Existe ainda um elemento frequentemente negligenciado quando se discute formação de lideranças: a empatia.
Observar personagens submetidos a situações difíceis amplia a capacidade de compreender diferentes perspectivas, motivações e reações humanas.
Em um ambiente corporativo cada vez mais diverso e emocionalmente exigente, essa habilidade deixou de ser apenas uma competência complementar e passou a ocupar posição central na capacidade de liderar pessoas.

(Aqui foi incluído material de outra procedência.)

PR #1316, opened 2023-01-23
dynamic lists with debounce

nurdanokcu:
[DEMO LINK](https://nurdanokcu.github.io/react_dynamic-list-of-todos/)

### DIFF
--- a/src/App.tsx
+++ b/src/App.tsx
@@ -1,5 +1,5 @@
 /* eslint-disable max-len */
-import React from 'react';
+import React, { useEffect, useState } from 'react';
 import 'bulma/css/bulma.css';
 import '@fortawesome/fontawesome-free/css/all.css';
 
@@ -7,8 +7,44 @@ import { TodoList } from './components/TodoList';
 import { TodoFilter } from './components/TodoFilter';
 import { TodoModal } from './components/TodoModal';
 import { Loader } from './components/Loader';
+import { getTodos } from './api';
+import { Todo } from './types/Todo';
 
 export const App: React.FC = () => {
+  const [todos, setTodos] = useState<Todo[]>([]);
+  const [selectedTodoId, setSelectedTodoId] = useState(0);
+  const [preparedTodos, setPreparedTodos] = useState<Todo[]>([]);
+  const [isLoading, setIsLoading] = useState(false);
+  const [isLoadingFailed, setIsLoadingFailed] = useState(false);
+
+  const getTodosFromServer = async () => {
+    setIsLoading(true);
+    try {
+      const todosFromServer = await getTodos();
+
+      setIsLoading(false);
+      setTodos(todosFromServer);
+      setPreparedTodos(todosFromServer);
+    } catch (error: unknown) {
+      setIsLoadingFailed(true);
+      setIsLoading(false);
+    }
+  };
+
+  useEffect(() => {
+    getTodosFromServer();
+  }, []);
+
+  const selectTodo = (todoId: number) => {
+    setSelectedTodoId(todoId);
+  };
+
+  const closeModal = () => {
+    setSelectedTodoId(0);
+  };
+
+  const selectedTodo = todos.find(todo => todo.id === selectedTodoId) as Todo;
+
   return (
     <>
       <div className="section">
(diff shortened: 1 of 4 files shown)


src/components/TodoFilter/TodoFilter.tsx
```diff
@@ -1,34 +1,109 @@
...
+
+    if (debouncedQuery) {
+      filteredTodos = todosToFilter.filter(
+        todo => todo.title.toLowerCase().includes(debouncedQuery.toLowerCase()),
+      );
+    }
+
+    if (status !== 'all') {
+      filteredTodos = filteredTodos.filter(
+        todo => todo.completed === (status === 'completed'),
```
Lun4trick, line 35: haha very smart, but maybe a switch is more readable here. :)

Lun4trick (approved):
Good Job!

src/App.tsx
```diff
@@ -1,14 +1,50 @@
...
+
+  const selectTodo = (todoId: number) => {
+    setSelectedTodoId(todoId);
+  };
+
+  const closeModal = () => {
+    setSelectedTodoId(0);
+  };
+
+  const selectedTodo = todos.find(todo => todo.id === selectedTodoId) as Todo;
```
naziamoff, line 46: why do you need type conversion here?

src/App.tsx
```diff
@@ -17,18 +53,40 @@ export const App: React.FC = () => {
...
-              <TodoList />
+              {isLoading && (
+                <Loader />
+              )}
+
+              {isLoadingFailed && (
+                <p>No todos were loaded!</p>
+              )}
+
+              {!isLoading && !isLoadingFailed && (
```
naziamoff, line 71: seems quite wordy for a positive result 😄 
I'd say:
```suggestion
              {areTodosReady && (
```

src/components/TodoFilter/TodoFilter.tsx
naziamoff: yup, I'd create enum + helper with switch for this

src/components/TodoFilter/TodoFilter.tsx
```diff
@@ -1,34 +1,109 @@
...
+    event: React.ChangeEvent<HTMLInputElement | HTMLSelectElement>,
+  ) => {
+    if (event.target.name === 'title') {
+      setQuery(event.target.value);
+      applyQuery(event.target.value);
+    }
+
+    if (event.target.name === 'status') {
+      setStatus(event.target.value);
+    }
```
naziamoff, line 56: comparing for the exact string match usually looks hardcoded in the if conditions

src/components/TodoList/TodoList.tsx
```diff
@@ -16,85 +28,49 @@ export const TodoList: React.FC = () => (
...
+          <td className="is-vcentered">{id}</td>
+          <td className="is-vcentered">
+            {completed && (
+              <span className="icon" data-cy="iconCompleted">
+                <i className="fas fa-check" />
+              </span>
+            )}
+          </td>
+          <td className="is-vcentered is-expanded">
+            <p className={cn({
```
naziamoff, line 48: those two conditions are mutually exclusive, so we can assign one of them as the default one, and one as conditional. And it will switch itself this way

src/components/TodoList/TodoList.tsx
```diff
@@ -16,85 +28,49 @@ export const TodoList: React.FC = () => (
...
+            <button
+              data-cy="selectButton"
+              className="button"
+              type="button"
+              onClick={() => selectTodo(id)}
+            >
+              <span className="icon">
+                <i className={cn('far', {
+                  'fa-eye': id !== selectedTodoId,
+                  'fa-eye-slash': id === selectedTodoId,
```
naziamoff, line 66: same here

naziamoff (changes requested):
I really like your approach - the code is clear and ergonomic 🔥 
Still, there's some space for improvements

src/App.tsx
nurdanokcu: I added it because the result of the find method could be undefined and I am passing selectedTodo to the TodoModal component as a prop. It gives me an error when I pass it .
 If todo is listed in the list we know that it exists this is why we are sure that we will find it  so I decided to go with type conversion.

src/components/TodoList/TodoList.tsx
nurdanokcu: Hi Nazar I added it this way: 
```
className={cn('far fa-eye', {
                  'fa-eye-slash': id === selectedTodoId,
                })}
```
but it fails me in tests. Because tests are checking that I far-eye class shouldn' t exist when far-eye-slash class is there.

src/App.tsx
naziamoff: @nurdanokcu I guess this should work if you make it empty array if result of `find` is undefined

naziamoff (approved):
amazing job 🔥

PR #1328, opened 2023-01-30
react dynamic list of todos

Mohameddahi:
[DEMO LINK](https://mohameddahi.github.io/react_dynamic-list-of-todos/)

### DIFF
--- a/src/App.tsx
+++ b/src/App.tsx
@@ -1,5 +1,5 @@
 /* eslint-disable max-len */
-import React from 'react';
+import React, { useEffect, useState } from 'react';
 import 'bulma/css/bulma.css';
 import '@fortawesome/fontawesome-free/css/all.css';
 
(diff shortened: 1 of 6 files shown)


src/App.tsx
```diff
@@ -1,14 +1,69 @@
...
+    return todos.find(todo => todo.id === id) as Todo;
+  };
+
+  const selectTodoId = (id: number) => {
+    setTodoId(id);
+  };
+
+  const selectUserId = (id: number) => {
+    setUserId(id);
+  };
```
meforoma, line 30: these are generally redundant
unless you pursue to shorten the onClick prop drilling
and yeah, you do

then you can at least single-line such :)
```suggestion
  const selectTodoId = (id: number) => { setTodoId(id) };
  const selectUserId = (id: number) => { setUserId(id) };
```

src/components/TodoList/TodoList.tsx
```diff
@@ -16,7 +30,76 @@ export const TodoList: React.FC = () => (
...
+                >
+                  <span className="icon">
+                    <i className="far fa-eye" />
+                  </span>
+                </button>
+              </td>
+            </tr>
+          )
+      ))}
+      {/* <tr data-cy="todo" className="">
```
meforoma, line 102: don't keep commented code

src/components/TodoList/TodoList.tsx
```diff
@@ -16,7 +30,76 @@ export const TodoList: React.FC = () => (
...
+              </td>
+              <td className="has-text-right is-vcentered">
+                <button
+                  data-cy="selectButton"
+                  className="button"
+                  type="button"
+                  onClick={() => {
+                    onSelectTodo(todo.id);
+                    onSelectUser(todo.userId);
+                  }}
```
meforoma, line 92: structure is the same, props differ
i believe you can DRY this code

meforoma (changes requested):
nice job 👏🏼 
effective i could approve it already.
But let's clean up the commented code and try to DRY the `<tr` element

src/components/TodoList/TodoList.tsx
Mohameddahi: yes absolutely right  , thanks for review!

PR #1337, opened 2023-02-02
Develop

Grayfox147:
[DEMO LINK](https://Grayfox147.github.io/react_dynamic-list-of-todos/)

### DIFF
--- a/src/App.tsx
+++ b/src/App.tsx
@@ -68,6 +68,7 @@ export const App: React.FC = () => {
               <TodoList
                 todos={visibleTodos}
                 onSetSelectedTodo={setSelectedTodo}
+                selectedTodo={selectedTodo}
               />
             </div>
           </div>
--- a/src/App.tsx
+++ b/src/App.tsx
@@ -1,3 +1,4 @@
+/* eslint-disable no-console */
 /* eslint-disable max-len */
 import React, { useEffect, useState } from 'react';
 import 'bulma/css/bulma.css';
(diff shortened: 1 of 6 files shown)


src/App.tsx
```diff
@@ -1,14 +1,51 @@
...
+    getTodos().then(setAllTodos)
+
+      .finally(() => {
+        setIsLoading(false);
+      });
+  }, []);
+
+  const visibleTodos = allTodos
+    .filter((todo) => {
+      const trimmed = query.toLocaleLowerCase().trim();
```
UmizDemud, line 32: You should move this line to line 29 (Before the `const visibleTodos`). It is the same trimmed query, but it is calculated multiple times in the loop

src/App.tsx
```diff
@@ -17,18 +54,33 @@ export const App: React.FC = () => {
...
+              />
             </div>
-
             <div className="block">
-              <Loader />
-              <TodoList />
+              {isLoading && (
+                <Loader />
+              )}
+              <TodoList
```
UmizDemud, line 68: Not important in this project, but I'll write it. 

Probably better to render the list only if it is not loading. Something like; `isLoading ? ( ... ) : <TodoList />`
But again, it isn't important

UmizDemud (approved):
Approving but do fix that first issue as the icing on the cake. Would go a long way

src/App.tsx
```diff
@@ -1,14 +1,51 @@
...
 import { Loader } from './components/Loader';
+import { getTodos } from './api';
+import { Todo } from './types/Todo';
 
 export const App: React.FC = () => {
+  const [allTodos, setAllTodos] = useState<Todo[]>([]);
+  const [selectedTodo, setSelectedTodo] = useState<Todo | null>(null);
+  const [isLoading, setIsLoading] = useState(false);
+  const [query, setQuery] = useState('');
+  const [filter, setSelectedFilter] = useState('all');
```
naziamoff, line 19:
```suggestion
  const [selectedFilter, setSelectedFilter] = useState('all');
```

src/App.tsx
naziamoff: agree with @UmizDemud

src/components/TodoList/TodoList.tsx
```diff
@@ -1,100 +1,83 @@
...
+                  onSetSelectedTodo(todo);
+                }}
+              >
+                <span className="icon">
+                  <i
+                    className={classNames(
+                      'far',
+                      {
+                        'fa-eye': todo !== selectedTodo,
+                        'fa-eye-slash': todo === selectedTodo,
```
naziamoff, line 71: basically those are about pretty much the same condition. You can assign one of them as default and another one in classnames. It is gonna toggle depending on the selected condition

src/components/TodoModal/TodoModal.tsx
```diff
@@ -1,49 +1,84 @@
...
-      ) : (
-        <div className="modal-card">
-          <header className="modal-card-head">
-            <div
-              className="modal-card-title has-text-weight-medium"
-              data-cy="modal-header"
-            >
-              Todo #2
-            </div>
+      {!user
```
naziamoff, line 33: start booleans with positive

src/components/TodoModal/TodoModal.tsx
```diff
@@ -1,49 +1,84 @@
...
+                }}
+              />
+            </header>
+            <div className="modal-card-body">
+              <p className="block" data-cy="modal-title">
+                {selectedTodo.title}
+              </p>
+
+              <p className="block" data-cy="modal-user">
+                {/* <strong className="has-text-success">Done</strong> */}
```
naziamoff, line 61:
```suggestion
```

naziamoff (approved):
not bad. Still got a couple of suggestions for you

src/App.tsx
Grayfox147: I understand! it is done! :D Thanks Umut

src/App.tsx
Grayfox147: Great! it is done :D, thanks guys!

src/App.tsx
Grayfox147: Done!

src/components/TodoModal/TodoModal.tsx
Grayfox147: Done!

src/components/TodoModal/TodoModal.tsx
Grayfox147: Done!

Compreender inseguranças, reconhecer limites e interpretar contextos deixou de ser um diferencial para se tornar parte essencial do trabalho de qualquer gestor.
Isso não significa substituir MBAs, livros ou programas executivos pelo entretenimento.
O ponto central está justamente na combinação entre diferentes formas de aprendizado.
Enquanto a teoria organiza conceitos, oferece linguagem comum e estrutura raciocínios, as narrativas ajudam a desenvolver julgamento, percepção e leitura contextual.
Em outras palavras, ajudam líderes a enxergar nuances que dificilmente aparecem em apresentações de PowerPoint ou em frameworks excessivamente simplificados.
A liderança contemporânea exige mais do que domínio técnico e conhecimento operacional.
Ela exige capacidade de adaptação, inteligência emocional, clareza de comunicação e habilidade para tomar decisões em cenários imperfeitos.
Diante dessa realidade, ampliar repertórios deixou de ser apenas uma escolha e passou a ser uma necessidade estratégica.
E talvez esteja na hora de o mundo corporativo abandonar certo preconceito intelectual que ainda insiste em separar rigidamente aprendizado de entretenimento.
Porque, no fim, séries como The Pitt mostram algo que muitos treinamentos falham em reproduzir: liderar pessoas é um exercício profundamente humano, repleto de ambiguidades, tensões e imperfeições que nenhum manual, por melhor que seja, consegue capturar sozinho.
*Larissa Mota é advogada, especializada em Relações Trabalhistas e Sindicais pelo Centro Universitário Braz Cubas. Em 2005, fundou a Exímia, BPO especializada em terceirização de folha de pagamento e gestão de benefícios.